Maximally monotone operators with ranges whose closures are not convex and an answer to a recent question by Stephen Simons
Heinz H. Bauschke, Walaa M. Moursi, and Xianfu Wang

TL;DR
This paper investigates the convexity properties of ranges of certain maximally monotone operators, providing a negative answer to a question about the scalar value 4 and extending results to the Fitzpatrick-Phelps operator.
Contribution
It proves that the range closure of the sum of the Gossez operator and a multiple of the duality map is nonconvex for all scalars greater than or equal to 4, answering a recent open question.
Findings
Range closure is nonconvex for scalar ≥ 4.
Results apply to the Fitzpatrick-Phelps integral operator.
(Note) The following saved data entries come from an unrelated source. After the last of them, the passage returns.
Issue #69, opened 2019-12-31
virtual-pointer: add a output hint


emersion:
Add an optional hint for the output the virtual pointer could be mapped to.

PR #71, opened 2020-02-05
virtual-pointer: Add request for mapping to specific output

any1:
Closes: https://github.com/swaywm/wlr-protocols/issues/69

### DIFF
--- a/unstable/wlr-virtual-pointer-unstable-v1.xml
+++ b/unstable/wlr-virtual-pointer-unstable-v1.xml
@@ -23,7 +23,7 @@
     DEALINGS IN THE SOFTWARE.
   </copyright>
 
-  <interface name="zwlr_virtual_pointer_v1" version="1">
+  <interface name="zwlr_virtual_pointer_v1" version="2">
     <description summary="virtual pointer">
       This protocol allows clients to emulate a physical pointer device. The
       requests are mostly mirror opposites of those specified in wl_pointer.
@@ -118,7 +118,7 @@
     </request>
   </interface>
 
-  <interface name="zwlr_virtual_pointer_manager_v1" version="1">
+  <interface name="zwlr_virtual_pointer_manager_v1" version="2">
     <description summary="virtual pointer manager">
       This object allows clients to create individual virtual pointer objects.
     </description>
@@ -134,6 +134,19 @@
 
     <request name="destroy" type="destructor" since="1">
       <description summary="destroy the virtual pointer manager"/>
+    </request>
+
+    <!-- Version 2 additions -->
+    <request name="create_virtual_pointer_with_output" since="2">
+      <description summary="Create a new virtual pointer">
+        Creates a new virtual pointer. The seat and the output arguments are
+        optional. If the seat argument is set, the compositor should assign the
+        input device to the requested seat. If the output argument is set, the
+        compositor should map the input device to the requested output.
+      </description>
+      <arg name="seat" type="object" interface="wl_seat" allow-null="true"/>
+      <arg name="output" type="object" interface="wl_output" allow-null="true"/>
+      <arg name="id" type="new_id" interface="zwlr_virtual_pointer_v1"/>
     </request>
   </interface>
 </protocol>
--- a/unstable/wlr-virtual-pointer-unstable-v1.xml
+++ b/unstable/wlr-virtual-pointer-unstable-v1.xml
@@ -29,6 +29,13 @@
       requests are mostly mirror opposites of those specified in wl_pointer.
     </description>
 
+    <enum name="error">
+      <entry name="invalid_axis" value="0"
+        summary="client sent invalid axis enumeration value" />
+      <entry name="invalid_axis_source" value="1"
+        summary="client sent invalid axis source enumeration value" />
+    </enum>
+
     <request name="motion">
       <description summary="pointer relative motion event">
         The pointer has moved by a relative amount to the previous request.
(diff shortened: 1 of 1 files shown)


unstable/wlr-virtual-pointer-unstable-v1.xml
```diff
@@ -111,7 +118,7 @@
     </request>
   </interface>
 
-  <interface name="zwlr_virtual_pointer_manager_v1" version="1">
+  <interface name="zwlr_virtual_pointer_manager_v1" version="2">
```
emersion: The version needs to be bumped on `zwlr_virtual_pointer_v1` too

unstable/wlr-virtual-pointer-unstable-v1.xml
```diff
@@ -29,6 +29,13 @@
       requests are mostly mirror opposites of those specified in wl_pointer.
     </description>
 
+    <enum name="error">
```
emersion: So the wlroots version and the upstream wlr-protocols version were out-of-sync, right?

unstable/wlr-virtual-pointer-unstable-v1.xml
```diff
@@ -124,5 +131,19 @@
       <arg name="seat" type="object" interface="wl_seat" allow-null="true"/>
       <arg name="id" type="new_id" interface="zwlr_virtual_pointer_v1"/>
     </request>
+    <request name="destroy" type="destructor" since="1">
```
emersion: Ditto?

unstable/wlr-virtual-pointer-unstable-v1.xml
```diff
@@ -124,5 +131,19 @@
...
+      <description summary="destroy the virtual pointer manager"/>
+    </request>
+
+    <request name="create_virtual_pointer2" since="2">
+      <description summary="Create a new virtual pointer">
+        Creates a new virtual pointer. The seat and the output arguments are
+        optional. If they are set, the compositor must bind the pointer
```
emersion: -1 to "must". These are hints the compositor is free to ignore.

unstable/wlr-virtual-pointer-unstable-v1.xml
```diff
@@ -124,5 +131,19 @@
       <arg name="seat" type="object" interface="wl_seat" allow-null="true"/>
       <arg name="id" type="new_id" interface="zwlr_virtual_pointer_v1"/>
     </request>
+    <request name="destroy" type="destructor" since="1">
+      <description summary="destroy the virtual pointer manager"/>
+    </request>
+
+    <request name="create_virtual_pointer2" since="2">
```
emersion: Maybe name this `create_virtual_pointer_with_output`?

emersion: A convention is to add a `<!-- Version 2 additions -->` comment before the new requests/events so that we make sure not to add anything out-of-order.

unstable/wlr-virtual-pointer-unstable-v1.xml
any1: So I write software that _maybe_ works based on the whims of the compositor?

unstable/wlr-virtual-pointer-unstable-v1.xml
any1: That appears to be the case. I should put the realignment into a separate commit.

unstable/wlr-virtual-pointer-unstable-v1.xml
ascent12: Most of the Wayland protocols follow the RFC 2119 terms, so "should" would be a good replacement word.

>So I write software that maybe works based on the whims of the compositor?

Wayland in a nutshell.

---

As someone who knows very little about this protocol and don't have a lot of context for it, I find this description extremely vague.

any1: >>So I write software that maybe works based on the whims of the compositor?

>Wayland in a nutshell.

It can't be all that bad. In any case I'd like to make things better in that regard, not worse. If the desired behaviour is not guaranteed, there needs to be a way for the client to discover that the compositor decided not to follow its advice so that it can take the appropriate action to avert disaster. I think it's much easier to put strong guarantees into the standard than to add a result event that tells the client about what actually happened.

ddevault: For what it's worth, it's possible for the protocol to place constraints on the compositor's behavior. The compositor doesn't need to follow them - and really, neither does the client - and they can accept the technical and social fallout which ensues. Consider for example that fullscreen clients are requried not to be compositied, which has been a point of contention for us on sway for a while - the more user-friendly option may be to not composite them, but the protocol says so therefore it's right has been the party line for a while (yeah, yeah, there's more nuance to that example, but it's just an example).

any1: I changed the wording to "should". Will that suffice?

emersion: Yes, the compositor will always have the last word. The compositor could already ignore requests sent via virtual-pointer, e.g. if the client isn't authorized to inject events or if the compositor offers a way for users to enable/disable event injection.

The "should" wording LGTM.

One other way to fix this would be to add a "failed" event to the pointer interface to let clients know that the virtual pointer is no longer active. That way, compositors could send the event if  they refuse to create the virtual pointer, if the user has decided to shut down the virtual pointer, or if the compositor refuses to map the pointer to the specified output.

Usually, we stick with the "should" wording so that the compositor can override the client's hints. In this particular case, I don't have a good use-case in mind: not mapping the virtual pointer to the specified output will just result in unexpected behavior. So I'd be fine with the other approach.

any1: So, the change is good enough as is?

emersion: Yes.

emersion:
Protocol looks good. Will review the wlroots patch before merging this PR.

emersion:
Thanks!

PR #163, opened 2022-09-08
Clean connection state up after protocol named prepared statement

drdrsh:
We only send `DISCARD ALL` if we created a named prepared statement or issued a `SET xxx` query. This PR catches an edge case when we create named prepared statements using `P` message.

### DIFF
--- a/src/client.rs
+++ b/src/client.rs
@@ -877,13 +877,18 @@ where
 
                         self.buffer.put(&original[..]);
 
-                        let mut final_buffer = self.buffer.clone();
-                        let first_message_code = final_buffer.get_u8() as char;
-                        let _ = final_buffer.get_i32() as usize;
+
+                        // Clone after freeze does not allocate
+                        let first_message_code = (*self.buffer.get(0).unwrap_or(&0)) as char;
 
                         // Almost certainly true
                         if first_message_code == 'P' {
-                            if  final_buffer.get_u8() != 0 {
+                            // Message layout
+                            // P followed by 32 int followed by null-terminated statement name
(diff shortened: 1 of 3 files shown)


src/client.rs
```diff
@@ -877,6 +877,19 @@ where
 
                         self.buffer.put(&original[..]);
 
+                        let mut final_buffer = self.buffer.clone();
+                        let first_message_code = final_buffer.get_u8() as char;
+                        let _ = final_buffer.get_i32() as usize;
+
+                        // Almost certainly true
+                        if first_message_code == 'P' {
```
levkk, line 885: Why not run this check in `'P' => {` block? Should be cheaper than cloning the entire buffer (which can be very large) every `S` (effectively every query).

levkk: Also, aren't all Postgres strings NULL-terminated, so this check would fire for named prepared statements as well?

drdrsh: Good point on the clone, the reason I run this in the `S` and not in the `P` is that we have two places where we handle `P` buffering so I am trying to avoid duplication. Let me see if we can get away with no clones.

re: `NULL-terminated`, we only care about the first byte after `P` and the 32bit size. If it is `\0` the this is an unnamed prepared statement, anything else would be interpreted as a named prepared statement.

drdrsh:
I made a change to access the buffer without cloning. Using `get` does not seem to advance the internal pointer which should be ideal. 
I added a test that uses `PG#prepare` which creates a named prepared statement using `P` message.

levkk:
Pretty cool!

PR #165, opened 2022-09-12
Almost automatic shard detection

levkk:
Automatically route to the right shard based on:

1. if `Q` (simple query), `sharding_key = <value>` or comment that says `/* sharding_key = <value> */`
2. if `P` (prepared, extended protocol), a comment that says `/* sharding_key = <value> */`

The more advanced version of this is to parse the SQL and get it out of `Q` and `B` packets depending on protocol. That one will require no modifications to clients (Ruby, Go, etc).

### DIFF
--- a/pgcat.toml
+++ b/pgcat.toml
@@ -82,6 +82,7 @@ primary_reads_enabled = true
 # sha1: A hashing function based on SHA1
 #
 sharding_function = "pg_bigint_hash"
+sharding_key = "id"
 
 # Credentials for users that may connect to this cluster
 [pools.sharded_db.users.0]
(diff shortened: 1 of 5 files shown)


zainkabani:
Isn't this at parity with what we have today in that the client has some responsibility for sending something to determine shard? This change is just trying to address the latency in the extra query?

levkk:
> Isn't this at parity with what we have today in that the client has some responsibility for sending something to determine shard? This change is just trying to address the latency in the extra query?

I'm considering moving every decision the pooler makes to be automatic instead of manual. Having our own syntax is fun, but it does, as you said, add latency. The end goal for this project is to abstract all scaling decisions away from the client and "just work".

levkk:
Closing in favor of #293

PR #172, opened 2022-09-22
Minor refactor for configs

zainkabani:
This change to use an enum to check the role gives us free spellchecking and validation.

Adds warning log when rolling back to give better idea of how often rollbacks/discards are happening


levkk:
Nice!

PR #173, opened 2022-09-22
Log failed client logins

drdrsh:
Currently the only place where there is a record of client login failures is in Pgcat's response to the client. We don't log that anywhere on the sever side.

This PR adds logging for that event and to bad pool name login.


src/client.rs
```diff
@@ -436,7 +436,7 @@ where
             );
 
             if password_hash != password_response {
-                debug!("Password authentication failed");
+                warn!("Invalid password {{ username: {:?}, pool_name: {:?}, application_name: {:?} }}", pool_name.clone(), username.clone(), application_name.clone());
```
levkk, line 439: Do you need the clones?

PR #174, opened 2022-09-23
Add defaults for configs

zainkabani:
Currently every config value has to be set in the toml file. We can reduce this amount of effort required to generate this file by setting defaults

A follow up PR will be required to add documentation about default values


levkk (approved):
Sweet!

PR #175, opened 2022-09-23
Don't drop connections if DB hasn't changed

levkk:
### Current behavior
If the config for the pools changes in any way, we drop all existing server connections and re-create new ones. That's not very efficient at scale.

### New behavior
If the config for a pool did not change, the server connections are preserved. New connections are created only if the database config changed in any way. This includes changes to any of the configured users. A better optimization would be to only re-create the connections for the changed user. This should be done as a follow up, since this change was pretty easy to make and the better fix is a slightly more involved.

### DIFF
--- a/src/config.rs
+++ b/src/config.rs
@@ -4,7 +4,7 @@ use log::{error, info};
 use once_cell::sync::Lazy;
 use serde_derive::{Deserialize, Serialize};
 use std::collections::{HashMap, HashSet};
-use std::hash::Hash;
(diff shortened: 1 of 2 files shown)


drdrsh:
@levkk We might want to add `connect_timeout` to the hash. That value is hard coded into the pool and if we don't drop the pool and recreate it then it won't be picked up with `RELOAD`

levkk:
@drdrsh Good to go.

PR #178, opened 2022-09-23
Change sharding config to enum and move validation of configs into public functions

zainkabani:
Moves config validation to own functions to enable tools to use them

Moves sharding config to enum

Makes defaults public

Make `connect_timeout` on pool and option which is overwritten by general `connect_timeout`

### DIFF
--- a/src/config.rs
+++ b/src/config.rs
@@ -13,6 +13,7 @@ use toml;
 
 use crate::errors::Error;
 use crate::pool::{ClientServerMap, ConnectionPool};
+use crate::sharding::ShardingFunction;
 use crate::tls::{load_certs, load_keys};
 
 pub const VERSION: &str = env!("CARGO_PKG_VERSION");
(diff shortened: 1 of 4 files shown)


levkk:
Try pulling from master, there might be a bug that I fixed recently.

zainkabani:
Already on latest :(

levkk:
Maybe I broke something then. Try it locally?

src/config.rs
```diff
@@ -548,110 +664,7 @@ pub async fn parse(path: &str) -> Result<(), Error> {
...
-                    return Err(Error::BadConfig);
-                }
-            }
-        }
-        None => (),
-    };
-
-    for (pool_name, mut pool) in &mut config.pools {
-        // Copy the connect timeout over for hashing.
-        pool.connect_timeout = config.general.connect_timeout;
```
drdrsh, line 584: I think the PR is missing this bit.

zainkabani: thank you for finding this!

drdrsh (approved):

PR #179, opened 2022-09-24
Set client state to idle after error

drdrsh:
If clients fail to checkout a connection from the pool or lose a connection they had, we don't change the state of the client so it will be stuck in state `active` or `waiting`. This state is not persistent as the client state will be corrected the next time the client attempts to perform a query.

This PR fixes this by setting client state to `idle` after errors. It also adds tests that cover that case.


levkk:
Neat!

PR #181, opened 2022-09-27
Mostafa ban task

drdrsh:


src/pool.rs
```diff
@@ -419,74 +420,107 @@ impl ConnectionPool {
...
-    pub fn _unban(&self, address: &Address) {
-        let mut guard = self.banlist.write();
-        guard[address.shard].remove(address);
-    }
+        // We check if banning this address will result in all replica being banned
+        // If so, we unban all replicas instead
+        let pool_banned_addresses = self.ban_reporter.banlist(
+            self.settings.name.clone(),
+            self.settings.user.username.clone(),
+        );
```
drdrsh, line 440: I moved the check for "All replicas are banned" to be in `ban` to avoid making the super hot `is_banned` method slower.

src/bans.rs
```diff
@@ -0,0 +1,341 @@
...
+
+impl BanReporter {
+    /// Create a new Reporter instance.
+    pub fn new(channel_to_worker: Sender<BanManagerEvent>) -> BanReporter {
+        BanReporter { channel_to_worker }
+    }
+
+    /// Send statistics to the task keeping track of stats.
+    fn send(&self, event: BanManagerEvent) {
+        let result = self.channel_to_worker.try_send(event.clone());
```
levkk, line 84: Let's make this `send` instead of `try_send`. We really don't want to ever lose this message.

src/bans.rs
```diff
@@ -0,0 +1,341 @@
...
+            Err(err) => match err {
+                TrySendError::Full { .. } => error!("event dropped, buffer full"),
+                TrySendError::Closed { .. } => error!("event dropped, channel closed"),
+            },
+        };
+    }
+
+    pub fn report_failed_checkout(&self, pool_name: String, username: String, address: Address) {
+        let event = BanManagerEvent::Ban {
+            address: address,
```
levkk, line 97: We might want to create some kind of structure uniquely identifying a "pool", if we don't have one already. Passing around strings is fine, but they are arbitrarily large and error-prone.

src/bans.rs
```diff
@@ -0,0 +1,322 @@
...
+    Lazy::new(|| ArcSwap::from_pointee(BanManager::default()));
+
+#[derive(Clone, Debug)]
+pub struct BanManager {
+    channel_to_worker: Sender<BanEvent>,
+}
+
+impl Default for BanManager {
+    fn default() -> BanManager {
+        let (channel_to_worker, _rx) = channel(1000);
```
levkk, line 70: Thinking out loud:

This channel can get saturated during incidents. Imagine we have 30k clients that together produce 50k QPS. If a replica goes down, all of a sudden we'll get 50k banning events which will quickly saturate this channel. The async worker task may not even get scheduled to ban the replica.

With an RW lock, one of the clients will ban, and all the others will read the banlist and see that it's banned immediately. RW locks are probably more expensive than ArcSwap (something we should actually validate), but they are more effective than channels I think (something we should investigate).

I think the middle ground can be a Mutex for banning, and an ArcSwap for reading the list, so only one task gets to ban at a time instead of a thundering herd (pseudo-code):

```rust
fn ban() {
  let guard = ban_mutex.lock();

  let new_ban_list = ...;

  arc_swap.set(new_ban_list);
}

fn is_banned() {
   let ban_list = (*arc_swap);
   ban_list.contains_key(address);
}
```

The thesis that this architecture allows for other agents than clients to ban seems shaky. Another agent, e.g. an admin command, can easily use the `pool.ban` and `pool.unban` methods, for example, and it would require very little changes to the code and no changes to the arch.

PR #182, opened 2022-09-30
Replace a few types with more developer-friendly names

levkk:
Replace a couple "hardcoded" types with more expressive types so it's easier for newcomers to read the code and understand what's going on.

### DIFF
--- a/src/pool.rs
+++ b/src/pool.rs
@@ -19,15 +19,42 @@ use crate::server::Server;
 use crate::sharding::ShardingFunction;
 use crate::stats::{get_reporter, Reporter};
 
+pub type ProcessId = i32;
+pub type SecretKey = i32;
+pub type ServerHost = String;
+pub type ServerPort = u16;
+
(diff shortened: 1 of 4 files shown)


src/pool.rs
```diff
@@ -19,16 +19,43 @@ use crate::server::Server;
...
+/// An identifier for a PgCat pool,
+/// a database visible to clients.
+#[derive(Hash, Debug, Clone, PartialEq, Eq)]
+pub struct UserPool {
+    // The name of the database clients want to connect to.
+    pub db: String,
+
+    /// The username the client connects with. Each user gets its own pool.
+    pub user: String,
+}
```
drdrsh, line 47: The term `Pool` appears overloaded (bb8 has pools, and we have our own ConnectionPool + Pool from config).

Perhaps we can name this `PoolIdentifier`  or something to that effect?

drdrsh (approved):
LGTM

PR #183, opened 2022-10-02
Fix maxwait metric

drdrsh:
Max wait was being reported as `0` after #159 

This PR fixes that and adds test


src/admin.rs
```diff
@@ -228,7 +228,11 @@ where
             pool_config.pool_mode.to_string(),
         ];
         for column in &columns[3..columns.len()] {
-            let value = pool_stats.get(column.0).unwrap_or(&0).to_string();
+            let value = match column.0 {
+                "maxwait" => (pool_stats.get("maxwait_us").unwrap_or(&0) / 1_000_000).to_string(),
+                "maxwait_us" => (pool_stats.get(column.0).unwrap_or(&0) % 1_000_000).to_string(),
+                _other_values => pool_stats.get(column.0).unwrap_or(&0).to_string()
+            };
```
drdrsh, line 235: Moved the microsecond split to admin instead of doing on stats side

tests/ruby/admin_spec.rb
```diff
@@ -208,6 +208,28 @@
...
       end
+
+      it "show correct max_wait" do
+        threads = []
+        connections = Array.new(4) { PG::connect("#{pgcat_conn_str}?application_name=one_query") }
+        connections.each do |c|
+          threads << Thread.new { c.async_exec("SELECT pg_sleep(1.5)") }
+        end
+
+        sleep(2.5) # Allow time for stats to update
```
levkk, line 219: We should introduce a command to refresh stats immediately. I can see our CI getting slower and slower over time as we add features :)

src/admin.rs
```diff
@@ -228,7 +228,13 @@ where
             pool_config.pool_mode.to_string(),
         ];
         for column in &columns[3..columns.len()] {
-            let value = pool_stats.get(column.0).unwrap_or(&0).to_string();
+            let value = match column.0 {
+                "maxwait" => (pool_stats.get("maxwait_us").unwrap_or(&0) / 1_000_000).to_string(),
```
levkk, line 232: We also show these in Prometheus metrics (`prometheus.rs`), it would be good to update this logic there too.

levkk (approved):
LGTM! Any issues can be fixed with a follow-up PR. I'm thinking we can use Issues as our backlog.

PR #184, opened 2022-10-03
Force health check after unbanning and make is_banned more light weight

zainkabani:
A banned instance will only be banned for the duration of the ban_time setting. If an instance experiences issues longer than the ban time and shorter than the health check delay, it will return to the pool of available instances and clients will connect to the bad replica.

This PR makes the is_banned function more lightweight (it's used by the admin db) and forces health check after unbanning an instance


levkk (approved):
LGTM

PR #339, opened 2023-03-03
Extended query protocol sharding

levkk:
### Features

Add automatic sharding support for the extended query protocol. This involves parsing prepared statements (`P` messages)  to figure out parameter placeholders, and the Bind (`B`) messages which contain parameter values.


tests/ruby/sharding_spec.rb
```diff
@@ -0,0 +1,52 @@
...
+
+    18.times do |i|
+      i = i + 1
+      conn.exec("SET SHARDING KEY TO '#{i}'")
+      conn.exec("INSERT INTO data (id, value) VALUES (#{i}, 'value_#{i}')")
+    end
+  end
+
+  after do
+    conn = PG.connect(processes.pgcat.connection_string("sharded_db", "sharding_user"))
```
levkk, line 25:
```suggestion
```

Provides an abstract framework for analyzing such operators.
Abstract
In his recent Proceedings of the AMS paper "Gossez's skew linear map and its pathological maximally monotone multifunctions", Stephen Simons proved that the closure of the range of the sum of the Gossez operator and a multiple of the duality map is nonconvex whenever the scalar is between 0 and 4. The problem of the convexity of that range when the scalar is equal to 4 was explicitly stated. In this paper, we answer this question in the negative for any scalar greater than or equal to 4. We derive this result from an abstract framework that allows us to also obtain a corresponding result for the Fitzpatrick-Phelps integral operator.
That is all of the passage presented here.